* _Action item_: Once you have read the data below, write it all out exactly.

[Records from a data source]
PR #2026, opened 2022-08-02
Messages table fixes to improve query performance

### LINKED ISSUE #1890: Improve chat history query performance
An issue that has lingered, improved slightly, but still occurs as our queries have become more complex.

When the tables have many rows, the chat history query can get very slow at scale. It doesn't impact most streamers, but one person reported a problem with it.

Query: https://github.com/owncast/owncast/blob/develop/core/chat/persistence.go#L292

I'd love the help of anybody who can shed some light on optimizing SQL queries.

gabek:
- Fixes messages table schema user_id type from `INTEGER` to `TEXT`.
- Add index `idx_messages_hidden_at_timestamp`.
- Fix index name.
- Fix how indexes were being created.
- Add migration that simply drops the `messages` table and recreates it.

Ultimately not a huge improvement, but things are way more correct with these changes.

---

Query plan before changes:
image

Query duration before changes:
Limit 50: 0.2s

Query plan after changes:
image

Query duration after changes:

* _Written reply_:
PR #2026, opened 2022-08-02
Messages table fixes to improve query performance

### LINKED ISSUE #1890: Improve chat history query performance
An issue that has lingered, improved slightly, but still occurs as our queries have become more complex.

When the tables have many rows, the chat history query can get very slow at scale. It doesn't impact most streamers, but one person reported a problem with it.

Query: https://github.com/owncast/owncast/blob/develop/core/chat/persistence.go#L292

I'd love the help of anybody who can shed some light on optimizing SQL queries.

gabek:
- Fixes messages table schema user_id type from `INTEGER` to `TEXT`.
- Add index `idx_messages_hidden_at_timestamp`.
- Fix index name.
- Fix how indexes were being created.
- Add migration that simply drops the `messages` table and recreates it.

Ultimately not a huge improvement, but things are way more correct with these changes.

---

Query plan before changes:
image

Query duration before changes:
Limit 50: 0.2s

Query plan after changes:
image

Query duration after changes:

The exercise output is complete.